Содержание всех иммунокомпетентных клеток у телят, привитых вакциной БЦЖ после введения препарата, достоверно выше, чем у контрольных животных, особенно выше содержание Т-лимфоцитов и Т-киллеров (Р<0,001). Повышенное количество клеток-киллеров, В-лимфоцитов, Т-лимфоцитов, распознающих антиген, установлено также у телят, привитых только вакциной БЦЖ.
Результаты оценки иммунного статуса опытных групп с использованием дискретно-динамического анализа показали, что введение препарата молодняку крупного рогатого скота перед вакцинацией БЦЖ в значительной степени усиливает сопряженность (связанность) компонентов иммунной системы. Так, у интактного молодняка определено 3 пары значимых сочетаний, у вакцинированных БЦЖ - 8 и вакцинированных БЦЖ после введения препарата - 10 пар сочетаний.
На основании выявленных достоверных сочетаний параметров составили дифференциально-прогностическую таблицу (табл.4).
В таблице 4 у интактного молодняка крупного рогатого скота представлено 3 значимых сочетания параметров. Так, нейтрофилы в качестве вариабельного параметра взаимосвязаны с Т-киллерами, Т-антиген-реактивными лимфоцитами и В-лимфоцитами.

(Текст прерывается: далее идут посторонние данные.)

PR #228, opened 2022-11-18
OCC-101: New fields of OrderPart are not shown

### LINKED ISSUE #211: New fields of OrderPart are not shown (OCC-101)
### Describe the bug

There was a change on how OCC shows the checkout page and that caused a bug that prevents showing new fields on the checkout page. Currently if you add a new field to the OrderPart it is not shown.

### To Reproduce

1. Add a new field to OrderPart through the UI
2. Add a product to cart then checkout
3. Newly added field is missing, due to the custom shape.

### Expected behavior

When you add a new field to the OrderPart it should show up on the checkout page, on the successful payment page, on the order content item editor and view. So basically where the OrderPart is used.

[Jira issue](https://lombiq.atlassian.net/browse/OCC-101)

DAud-IcI:
OCC-101

Fixes #211


src/Modules/OrchardCore.Commerce/Services/FieldsOnlyDisplayManager.cs
```diff
@@ -0,0 +1,107 @@
...
+        ContentItem contentItem,
+        string displayType = CommonContentDisplayTypes.Detail)
+    {
+        var fieldShapeTypes = GetFieldShapeTypes(contentItem, displayType);
+
+        var shapes = new List<IShape>();
+        foreach (var shapeType in fieldShapeTypes)
+        {
+            shapes.Add(await _shapeFactory.CreateAsync(shapeType));
+        }
```
DemeSzabolcs, line 67: Isn't something like this would simpler? 
```suggestion
        var shapes = (await Task.WhenAll(fieldShapeTypes.Select(async shapeType =>
            await _shapeFactory.CreateAsync(shapeType)))).ToList();
```

DemeSzabolcs (changes requested):

DemeSzabolcs (approved):

PR #335, opened 2017-01-18
custom ListView props support

luhui:
for some purpose, we want to listen event on ListView, like `onScroll`, `onLayout`.... 
such as animate a view when list view in scroll


kfiroo:
@luhui Hey, thanks for the PR.
Please update the readme to reflect your change.
Also, I'm a bit concerned users might override props used by `gifted-chat` and break functionality what do you think?
I would also add `defaultProps` for it as an empty object

luhui:
@kfiroo Hi, thanks for your advice
code and README has update

PR #340, opened 2017-01-18
Update RN version to 0.40

tafelito:
@kfiroo So in order to get the new keyboard props working, we need to update to the latest RN version. I managed to build GC with the latest RN making some changes on the xcode project. 

Here are all the changes we need to make it work with RN 0.40

I'm not sure how you want to handle this, I just create the PR, let me know if you think we should do something else.

This includes the changes in the info.plist to make the camera work as well

### DIFF
--- a/example/package.json
+++ b/example/package.json
@@ -7,8 +7,8 @@
     "sync": "rm -rf ./node_modules/react-native-gifted-chat; sane '/usr/bin/rsync -v -a --exclude .git --exclude example --exclude __tests__ --exclude node_modules ../ ./node_modules/react-native-gifted-chat/' .. --glob='{**/*.json,**/*.js}'"
   },
   "dependencies": {
-    "react": "15.2.1",
-    "react-native": "^0.30.0",
+    "react": "~15.4.0-rc.4",
+    "react-native": "^0.40.0",
     "react-native-camera-roll-picker": "^1.1.7",
     "react-native-gifted-chat": "file:../",
     "react-native-nav": "^1.1.4"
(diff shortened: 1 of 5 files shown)


tafelito:
we could create a new branch if you want, so we don't have to merge straight into master, and then it'll be easier to manage different release versions for GC

example/package.json
```diff
@@ -7,8 +7,8 @@
     "sync": "rm -rf ./node_modules/react-native-gifted-chat; sane '/usr/bin/rsync -v -a --exclude .git --exclude example --exclude __tests__ --exclude node_modules ../ ./node_modules/react-native-gifted-chat/' .. --glob='{**/*.json,**/*.js}'"
   },
   "dependencies": {
-    "react": "15.2.1",
-    "react-native": "^0.30.0",
+    "react": "~15.4.0-rc.4",
```
kfiroo: Is this necessary?

tafelito: RN has the dependency on that specific react version. I tried to use the latest React version 15.4.2 but it does not work. I think when they release the latest RN to npm they'll update that too. I hope so

tafelito: you can see the peerDependency here [https://github.com/facebook/react-native/blob/master/package.json](https://github.com/facebook/react-native/blob/master/package.json)

sibelius: https://github.com/ncuillery/rn-diff can help as well

kfiroo:
@tafelito This is only for the example project right?

tafelito:
yes @kfiroo, only for the example project. GC does not have any hard dependency on RN

Issue #350, opened 2017-01-27
Drawer and deep linking


razvanpaul:
I use this amazing library in coalition with [react-native-navigation](https://github.com/wix/react-native-navigation). It seems to work fine in some cases, even if I had to implement some handlers. See #270 and #244.

I have the following: Homepage, Drawer, Match and finally the Chat. At the initial moment of the app, I present the homepage with the drawer in the left side, where I choose the Match page. The Match is instantiated using deep links, `onNavigatorEvent` and `this.props.navigator.resetTo`.

Finally, when an item is tapped in the Match page, I want the app to go to the Chat page, but all I get is this:
![simulator screen shot 27 jan 2017 15 01 27](https://cloud.githubusercontent.com/assets/8782666/22371741/7fac34cc-e4a1-11e6-9c80-003d13a3fde2.png)

I use `this.props.navigator.push` to do it, but I've also tried `this.props.navigator.showModal`, nothing worked.
Observation: Everything is good when I firstly instantiate the Match page, instead of the Homepage. Apparently something is not ok with react-native-navigation and deep linking here.

Can you tell me any solution please?

* React Native version: 0.39
* react-native-gifted-chat version: 0.0.10
* Platform(s) (iOS, Android, or both?): iOS

razvanpaul:
Update

Apparently, this is the difference when the Match page is firstly instantiated and when it is not:

Instantiated:
![simulator screen shot 27 jan 2017 18 58 52](https://cloud.githubusercontent.com/assets/8782666/22379814/9b7644fa-e4c3-11e6-9e58-25e0f66b89b8.png)


Not instantiated:
![simulator screen shot 27 jan 2017 19 02 49](https://cloud.githubusercontent.com/assets/8782666/22379825/a651c82c-e4c3-11e6-8b8a-bd18fac2ee7c.png)

kfiroo:
Hey @razvanpaul 
Can you try to use latest commit from master and see if your issues are solved?

razvanpaul:
I've tried to get 0.0.11, but it says it's unavailable. How can I get it?

kfiroo:
@razvanpaul in your package.json use this:

```
"react-native-gifted-chat": "git+https://github.com/FaridSafi/react-native-gifted-chat#d3387e2f55a6067beec08d21eed4f42402e7779e",
```

razvanpaul:
@kfiroo Thank you!

[...]

PR #355, opened 2017-01-30
InteractionManager breaks sometimes, causes hard-to-debug issues

razvanpaul:
This pull request solves #350. Basically, when I was using react-native-navigation and calling a function called `resetTo` there, it simply broke the `InteractionManager` functionality, it was simply not calling the function you were passing as a parameter. More info about that [here](https://github.com/facebook/react-native/issues/8624).

Speaking about GiftedChat, I believe it's a serious problem and we should basically always display the chat. In my case, I had to debug the core of two big React Native libraries, so it would be good to merge this pull request.

A video about my bug: http://sendvid.com/qtsi7t1b
Solved now. Hope it helps you too.

### DIFF
--- a/src/GiftedChat.js
+++ b/src/GiftedChat.js
@@ -26,6 +26,7 @@ import MessageContainer from './MessageContainer';
 import Send from './Send';
 import Time from './Time';
 import GiftedAvatar from './GiftedAvatar';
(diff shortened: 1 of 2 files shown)


Braidio:
This should definitely be added to the main repo. 

+1

Issue #377, opened 2017-02-22
Blank screen during transition


iclems:
#### Issue Description

Also see: https://github.com/aksonov/react-native-router-flux/issues/1647

During a transition from a list view into a gifted chat view, the view is not rendered until after the component has mounted and is in center stage. As a result, during the transition the screen remains blank. This is not related to the state being set in the constructor or componentWillMount. The input is not even visible.

#### Steps to Reproduce / Code Snippets

react-native-router-flux scenes where the destination is a GiftedChat

#### Expected Results

The GiftedChat should ideally render before the transition to be visible. At least parts of the UI should be there. 

#### Additional Information

* react-native-router-flux v3.37.0
* react-native v0.41.2
* react-native-gifted-chat version: 0.1.0
* Platform(s) (iOS, Android, or both?): both

kfiroo:
@iclems This is a know issue with `gifted-chat`, it's been here for a while now, I hope we can get to it soon.
PR is welcome, btw :)

As you can see [here](https://github.com/FaridSafi/react-native-gifted-chat/blob/master/src/GiftedChat.js#L438) the first render is always an empty view that waits for the transition to finish before measuring and rendering the chat content.

I believe it was meant to prevent frame drops when animating a lot of content

iclems:
Thank you for pointing me in the right direction. I will test and figure out what's that helping with. I guess using a debounce you could render once before and then wait until it's complete to render again.

iclems:
Interesting. I just ran tests removing the InteractionManager.runAfterInteractions wrapper and executing the setState directly and it works perfectly now. I assume this would only be required if you do add items while the animations is ongoing. I will test this in particular an report. If so, the trick could be to render once before the animation and delay any further state update until after.

iclems:
To give context on alternative solutions, what other (non react native apps) do when the next view is resource intensive is pause for 100ms before starting the animation. I just can't figure out yet, especially using router-flux how you could "prepare" the component before starting the transition.

kfiroo:
@iclems Thanks for the research! :)

What react-native has to offer in this area is pretty cool, the `ListView` itself, that holds the messages, has `initialListSize` and `pageSize` props which tell it how many items it should render on the first render and how many on subsequent renders.

If everything works fine, it should render `initialListSize` items when it mounts and the transition should go smoothly.

[...]

Issue #228, opened 2016-09-08
Transitions on iOS are extremely glitchy when moving to gifted-chat


ghost:
#### Issue Description

When navigating the a page containing the `<GiftedChat` component the transition is extremely buggy, the page behind moves over slightly to the left and then after 2-3 seconds the chat component instantly flashes onto the screen. This is happening with every animation type under SceneConfigs in which there is a movement transition. I have not tested with `FadeAndroid`. 

The Footer for the `<GiftedChat` also does not occur until this delay is finished.

NOTE: I added a custom component on the top of the screen with a fixed height and absolute positioning of 64 (A navigation bar) and it transitions over smoothly, it's only the `<GiftedChat` component with a problem.

NOTE2: A blank array of messages on start-up time does not fix the issue, it takes roughly 600ms after the transition completes to snap into place. 
#### Steps to Reproduce / Code Snippets

Just use the example code with React-natives `Navigator` component. Move to it using `push({...})` and the problem occurs.
#### Expected Results

A smooth transition
#### Additional Information
- React Native version: 0.32.0
- react-native-gifted-chat version: 0.0.10
- Platform(s) (iOS, Android, or both?): iOS (Simulator and Device)

FaridSafi:
Hello,
I suggest to try https://facebook.github.io/react-native/docs/performance.html#slow-navigator-transitions in your container
Also, you can consider testing on a device with Release build to increase performance

jonathanewerner:
I experience the same issue. I have implemented the linked performance tweets and the problem appears in a release build. 
It also appears when showing the chat page initially (without transitioning to it): it takes about 600ms to render the chat bubbles, resulting in a very jerky experience. 
Any pointers how to tackle this? I'd be happy to PR but a direction which component might introduce this delay would be helpful.

stantoncbradley:
@jonathanewerner can you elaborate on how you solved this? Where did you move the state the was set inside `runAfterInteraction`?

kfiroo:
Maybe related https://github.com/FaridSafi/react-native-gifted-chat/issues/377

cooperka:
This is hopefully fixed now on master. As @iclems [mentioned here](https://github.com/FaridSafi/react-native-gifted-chat/issues/377#issuecomment-281961674), the change is a good workaround that should make things better for most people, but it could lead to slower animations in some cases. PRs to improve performance are always welcome!

Please try it out and let us know if the new code didn't actually resolve this particular issue.

[...]

PR #380, opened 2017-02-23
Removed InteractionManager.runAfterInteractions during init

iclems:
Solves https://github.com/FaridSafi/react-native-gifted-chat/issues/377

### DIFF
--- a/src/GiftedChat.js
+++ b/src/GiftedChat.js
@@ -1,7 +1,6 @@
 import React from 'react';
 import {
   Animated,
-  InteractionManager,
   Platform,
   StyleSheet,
   View,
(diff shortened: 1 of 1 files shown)


stantoncbradley:
also solves #228.  would love to see this merged so we can use upstream branch again

boennemann:
We're using this commit cherry-picked onto 0.1.3 and it's working really well.
It solved a bug where GiftedChat didn't show up at all in some cases (uninitialized).
In the cases where it did show up it took a really long time to load, and it turns out that now even these cases are fast.

Also we've seen problems with `runAfterInteractions` on Android before, so this will likely benefit Android as well.

We would love to see this land on master 👍

iclems:
I haven't fully tested that yet but I suspect with the new React Navigation project being fully native for transitions, there shouldn't be such issues anymore.

kfiroo:
@iclems Hey, sorry for the delay, I was away for a month.
Can you please fix the conflicts so I can merge this?
Thanks! :)

cooperka:
Ping @iclems this would be great to have!

bporter2387:
Idk if I'm doing something wrong, but I can't get the Chat to render unless I remove the following from onInitialLayoutViewLayout() 
`if (layout.height <= 0) {
      return;
    }`
The layout always comes out 0. I am using conditional component rendering using a switch statement, so maybe that's why? So if 'activeTab == "chat"' then render the giftedChat. I'd more than happy to create a PR with the change if removing that is okay with all of you.

cooperka:
@bporter2387 if you're still having the problem you mentioned above, would you mind opening an issue or a PR so we can discuss in more detail?

PR #382, opened 2017-02-24
Reset Input Toolbar can over calculate from bottomOffset props

erenn16:
Ran into an issue in my implementation where I have a bottom offset for the input tool bar in the chat.  When a user inputs a message, dismisses the keyboard and then sends the message, the text input tool bar would end up being rendered too low and behind a few other view components.  Instead of using the this.props.bottomOffset, it should be using this.getBottomOffset() so that it doesn't incorrectly position when the keyboard is dismissed.  Verified that sending a message with the keyboard showing still works as intended.


kfiroo:
@erenn16 Thanks

PR #387, opened 2017-03-03
Allow custom styling of buttom container of bubble

brendan-rius:
In the bubble, there is a container that holds both the time, and the ticks. This container did not provide customization options and forced both the ticks and the time to be rendered on the right (with `flex-end`).

I created another prop, `bottomContainerStyle` that allows to customize the style of the container :)


kfiroo:
Thanks

PR #392, opened 2017-03-07
Export MessageContainer in GiftedChat

brendan-rius:
It was not exported making it harder to customize GifterChat

### DIFF
--- a/src/GiftedChat.js
+++ b/src/GiftedChat.js
@@ -537,6 +537,7 @@ export {
   InputToolbar,
   LoadEarlier,
   Message,
+  MessageContainer,
   Send,
   Time,
   GiftedAvatar,


kfiroo:
@brendan-rius Hey, I'm wondering, how would you use this?

brendan-rius:
I needed to extend the GiftedChat class directly. Thus I copied the original code of GiftedChat but I needed to import `MessageContainer` to do this. It was not exported, making it impossible to do something like:

```javascript
import {
    Actions,
    Avatar,
    Bubble,
    MessageImage,
    MessageText,
    Composer,
    Day,
    InputToolbar,
    LoadEarlier,
    Message,
    MessageContainer, // <---- here
    Send,
    Time,
    GiftedAvatar,
    utils
} from  'react-native-gifted-chat'

class GiftedChat extends React.Component {
   // THIS CODE USES MessageContainer
}
```

kfiroo:
@brendan-rius Oh, well this is not the common use case :)

Issue #289, opened 2016-11-23
Feature Request: Disable avatars?


f0rr0:
I don't need avatars for my use case. The most immediate way to do so seemed returning `null` from `renderAvatar`. However, this messes up the styles. `avatars` or `showAvatars` prop might be handy.
![simulator screen shot nov 23 2016 4 11 47 pm](https://cloud.githubusercontent.com/assets/8574219/20558743/8ec211e4-b197-11e6-9ecb-18475439d8c9.png)

f0rr0:
On another note, why is `Avatar` rendered if I had `renderAvatar={() => null}` on the component

dgdavid:
This is happening as a consequence that [this piece of code](https://github.com/FaridSafi/react-native-gifted-chat/blob/master/src/Avatar.js#L25-L31) used to avoid render the avatar in consecutive messages of an user in the same day (but keeping the gap/alignment).

In fact, as we can see in your attached picture, the last message (which doesn't have `nextMessage`) is using given `renderAvatar` function.

I think that needs a refactorization. If I find some free time, and if nobody make it before, I'll try to fix it and make a PR.

dgdavid:
Mmm, I'm not sure right now, but reviewing https://github.com/FaridSafi/react-native-gifted-chat/pull/234 it seems that could solve this.

grin:
The option to disable avatars and initials would be really helpful...I also don't need it in my app.

grin:
Implemented in https://github.com/FaridSafi/react-native-gifted-chat/pull/404

kaberibasu:
Not able to resolve the problem.
`renderAvatar={() => null}` does not work.

Faolain:
As noted in the documentation

```renderAvatar (Function) - Custom message avatar; set to null to not render any avatar for the message```

@f0rr0 can you please close this issue?

PR #404, opened 2017-03-21
Disable avatars if user provided renderAvatar function returns null

grin:
Implements https://github.com/FaridSafi/react-native-gifted-chat/issues/289


grin:
Ended up not needing this...

grin:
I left the fix on a separate branch (if anyone is interested): https://github.com/grin/react-native-gifted-chat/commits/bg/disable_avatars

Issue #407, opened 2017-03-26
Undefined is not an object exception compiling the example project


jeromegrosse:
#### Issue Description

Exception thrown with the vanilla example of the project:
```
TaskQueue: Error with task : undefined is not an object (evaluating 'this.props.bottomContainerStyle[this.props.position]')
```
This evaluation is within the [Bubble.js file](https://github.com/FaridSafi/react-native-gifted-chat/blob/2914239544decbc3d208848ade8666833ffa12fa/src/Bubble.js#L132).

This appears to have been introduced by  [this commit](https://github.com/FaridSafi/react-native-gifted-chat/commit/9d56c4a33b3a43c9e4f0481eaaf483f759d3474f)

#### Steps to Reproduce / Code Snippets

Clone the repository, compile the example

#### Expected Results

Crash of the application returning the aforementioned error.

#### Additional Information

* React Native version: 0.40.0
* react-native-gifted-chat version: 0.1.3
* Platform(s) (iOS, Android, or both?): Android (both, I guess?)

kfiroo:
@brendan-rius can you take a look please? 
I'd hate to revert that commit..

PR #408, opened 2017-03-26
Bubble.js: Default value for prop bottomContainerStyle

jeromegrosse:
This solves the following issue: #407 

The reason of the bug was that there wasn't any default value for the newly introduced `bottomContainerStyle` property and therefore `this.props.bottomContainerStyle` is undefined if nothing is passed to the component, generating the mentioned exception when evaluating `this.props.bottomContainerStyle[this.props.position]`.


kfiroo:
@jeromegrosse Thanks :)

Issue #413, opened 2017-03-30
Long message > Rotate screen > Send button gone offscreen


cooperka:
#### Issue Description

Send button goes off-screen after typing long message then dismissing keyboard [Android only] or rotating to change orientation [Android and iOS] as of latest master.

Send button would normally be on the right in this screenshot, but now it's pushed down below the screen because the text is actually more than just 2 lines:

![screen shot 2017-03-30 at 11 52 07](https://cloud.githubusercontent.com/assets/2047062/24513633/b048223e-153f-11e7-9f78-517d6096236e.png)

#### Steps to Reproduce

(You can use the example app)

1. Type a long sentence with 3+ lines of text
2. Everything should be fine, it works great
3. Dismiss the keyboard or rotate to change device orientation
4. Now you can't see the wrapped text and the send button is off-screen

#### Additional Information

* React Native version: 0.42
* react-native-gifted-chat version: latest master [[April 12](https://github.com/FaridSafi/react-native-gifted-chat/commits/master@%7B2017-04-12%7D)]
* Platform(s): Android

I'm happy to make a PR eventually but that might not happen for a few weeks.

kfiroo:
@cooperka Any idea what's going on there?

cooperka:
@kfiroo I think the Send button is just centering vertically within the very tall view, but the view is getting clipped because some state is lost ("current number of lines" is probably stored somewhere and gets reset on orientation change). If you have around 2-3 lines of text, you can see the button peeking up at the very bottom of the screen. It's centering properly, the view just doesn't have enough room to show everything.

kfiroo:
@cooperka Haven't tested it, but I think I found our criminal: https://github.com/FaridSafi/react-native-gifted-chat/blob/master/src/InputToolbar.js#L73
If we change it to `flex-start` if should solve this issue.

cooperka:
(Fixed by #425)

PR #425, opened 2017-04-14
Fix orientation change bugs

cooperka:
This combines the fix from PR https://github.com/FaridSafi/react-native-gifted-chat/pull/280 (rebased because of merge conflicts, and @psrustik has been unresponsive) with a fix for issue https://github.com/FaridSafi/react-native-gifted-chat/issues/413.

Brief summary of issues fixed:

1. On current master, iOS screen turns blank after an orientation change, and Android jumps all over the place if the keyboard is shown before rotation
2. After the fix for orientation changes, composer height gets reset and send button goes off-screen during orientation changes (both iOS and Android)
3. Lots of duplicated math, I cleaned it up and put it into helper methods

Please see individual commits to get a better sense of the changes. Each commit is very simple on its own, though the full PR diff might be confusing to view all at once.

Tested thoroughly on iOS and Android; please also verify yourself if you can :) Basically just type some long text and rotate the phone / dismiss the keyboard / etc. to try to break it.

### DIFF
--- a/src/GiftedChat.js
+++ b/src/GiftedChat.js
@@ -209,9 +209,18 @@ class GiftedChat extends React.Component {
     return composerHeight + (this.getMinInputToolbarHeight() - MIN_COMPOSER_HEIGHT);
   }
 
-  /** Returns the height, based on current window size, without taking the keyboard into account. */
-  getBasicMessagesContainerHeight() {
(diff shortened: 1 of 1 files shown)


kfiroo:
@cooperka Sweet! Thanks! :)

PR #433, opened 2017-04-17
Add maxLength parameter for Composer input

andypmw:
Hi there!
I am working a React Native app that have chat feature.
This app have maximal chat text length specification (in my case is 400 chars).

So I have modify so user can set maxLength property to Composer's TextInput.


kfiroo:
@andypmw Thanks :)

PR #319, opened 2024-01-25
apps: Retry if image pull fails

mike-sul:
Set `--retry-times` parameter for the `skopeo` command so it will retry image/layer pulling 3 times if it fails.


doanac (approved):
@Tim-Anderson - this should help with the issue you were seeing

PR #322, opened 2024-02-06
lmp/jobserv: drop xilinx machines from main-next

quaresmajose:
We will disable this temporarily to prepare the next LTS. Currently we need to fork most of the layers in main-next and this will reducing maintenance effort and number of build.


ricardosalveti (approved):
LGTM

PR #323, opened 2024-02-16
helpers: Only send auth header for source.fio/factories

doanac:
These are the only repositories that require it. Furthermore, we've update source.fio/lmp-mirrors to redirect to github/lmp-mirrors. The git cloning fails because libcurl will see we have extra headers for source.fio and prompt for headers to send to github.

### DIFF
--- a/helpers.sh
+++ b/helpers.sh
@@ -71,8 +71,8 @@ function repo_sync {
 
 	if [ -f /secrets/git.http.extraheader ] ; then
 		domain=$(echo $GIT_URL | cut -d/  -f3)
-		status "Adding git config extraheader for $domain"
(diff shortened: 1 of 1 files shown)


doanac:
@ricardosalveti - this is what was breaking things when I made the change to do redirects from source.foundries.io/lmp-mirrors -> github.com/lmp-mirrors. We had auth headers specified for anything to source.foundries.io so it would not do the redirect as a security precaution (it instead prompts for a user/password and CI has no stdin).

ricardosalveti (approved):
Interesting, nice catch, LGTM

MrCry0 (approved):

PR #324, opened 2024-02-26
Fetch apps for offline update

mike-sul:
Add ability to fetch apps for offline update in the publish run if enabled in the factory config. The published TUF targets contain reference to the archive with fetched apps.


apps/publish.sh
```diff
@@ -30,13 +30,20 @@ PUSH_TARGETS=${PUSH_TARGETS-true}
 
 MACHINES=${MACHINES-""}
 PLATFORMS=${MANIFEST_PLATFORMS_DEFAULT-""}
+DONT_LOAD_CERTS=${DONT_LOAD_CERTS-""}
```
doanac, line 33: Seems like we should make `load_extra_certs` work better/different and not introduce a new environment variable.

mike-sul: I'll see what I can do.

mike-sul:
@doanac This https://github.com/foundriesio/ci-scripts/pull/324/commits/930dee4daf5006decd55b0b2d70dbe05a24fefa7 is the commit to make the assemble run re-use the previously fetched apps if possible.

assemble.py
```diff
@@ -265,6 +273,52 @@ def fetch_restorable_apps(target: FactoryClient.Target, dst_dir: str, shortlist:
...
+    fetched_apps = None
+    fetched_apps_uri = None
+    if "fetched-apps" in target.json.get("custom", {}):
+        fetched_apps_str = target.json["custom"]["fetched-apps"].get("shortlist")
+        if fetched_apps_str:
+            fetched_apps = set(
+                x.strip() for x in fetched_apps_str.split(',') if x)
+        else:
+            # if `shortlist` is not defined or empty then all target apps were fetched
+            fetched_apps = set(app_name for app_name, _ in target.apps())
```
doanac, line 286: i'm guessing target.apps() is returning a dict. Could probably do this like:
```
fetched_apps = set(target.apps().keys())
```

assemble.py
```diff
@@ -336,6 +390,15 @@ def get_args():
...
                 logger.info('Fetching Restorable Apps...')
+                previously_fetched_apps_uri, previously_fetched_apps \
+                    = check_and_get_fetched_apps_uri(target, args.app_shortlist)
+                if previously_fetched_apps_uri:
+                    target_apps_dir = os.path.join(apps_root_dir, target.name)
+                    logger.info("Fetching the app archive from the publish run; uri:"
+                                f" {previously_fetched_apps_uri}, apps: {previously_fetched_apps}")
+                    get_and_extract_fetched_apps(previously_fetched_apps_uri, args.token,
+                                                 target_apps_dir)
+                    logger.info(f"The fetched app archive is extracted to {target_apps_dir}")
```
doanac, line 401: double checking that we don't need an `else` fetch_restorable_apps

assemble.py
mike-sul: Yep, looks like a slightly better option.

assemble.py
mike-sul: No `else` is needed. A set of apps fetched for offline update in the publish run can differ from a set of apps for preloading.
So, the current implementation reuses the publish run apps only if it is a sub-set of the apps for preloading. So, we still need to call the fetch to pull the diff. If the sets are the same then we could avoid the fetch here, but I decided it's not worth of additional `if previously_fetched_apps == apps_to_fetch then skip fetching` because `skopeo` is smart enough not to pull blobs if they already present locally.

When/If I move `ci-scripts` from `skopeo` to `composectl` then I'll improve this logic, so the publish run apps are re-used even if its set is not subset of apps for preloading. With `skopeo` it's a bit cumbersome to implement (think about shared blobs folder).

apps/fetch.py
```diff
@@ -4,23 +4,41 @@
...
 
-from factory_client import FactoryClient
 from apps.target_apps_fetcher import SkopeAppFetcher
+from helpers import cmd
+
+
+def fetch_target_apps(targets: dict, apps_shortlist: str, token: str, dst_dir: str):
+    apps_fetcher = SkopeAppFetcher(token, dst_dir)
+    apps_fetcher.fetch_apps(targets, apps_shortlist=apps_shortlist, force=True)
+    apps_fetcher.fetch_apps_images(force=True)
```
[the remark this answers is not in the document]
mike-sul: I fixed it.

apps/publish.sh
mike-sul: I am not sure it is critical.

doanac: Its creating a bit of an "API". What's the problem you see with load_extra_certs?

mike-sul: I used to get error when I was running `test_apps_publishing.sh`.
Somehow, I am getting only warning now, so I am removing this change.

```
== 2024-02-29 15:09:01 Loading extra ca certificates
== 2024-02-29 15:09:01 Loading extra ca certificates
WARNING: ca-certificates.crt does not contain exactly one certificate or CRL: skipping
```

mike-sul: I removed the commit.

Число значимых сочетаний у животных, привитых только вакциной БЦЖ, по сравнению со здоровыми увеличивается до 8, что свидетельствует о функциональном напряжении иммунной системы. Наибольшим числом связей определяемых показателей с другими обладают Т-лимфоциты (1 раз в качестве базисного и 3 раза в качестве вариабельного параметров) и В-лимфоциты (по 2 раза в качестве базисного и вариабельного параметров), наименьшим (2) - нейтрофилы.
У молодняка, привитого вакциной БЦЖ, после введения изучаемого препарата уровень связанности структурных компонентов иммунной системы увеличивается до 10 сочетаний. При этом наибольшим числом характеризуются нейтрофилы, Т-киллеры и Т-антиген-реактивные лимфоциты (по 5 сочетаний), наименьшим - В-лимфоциты (2).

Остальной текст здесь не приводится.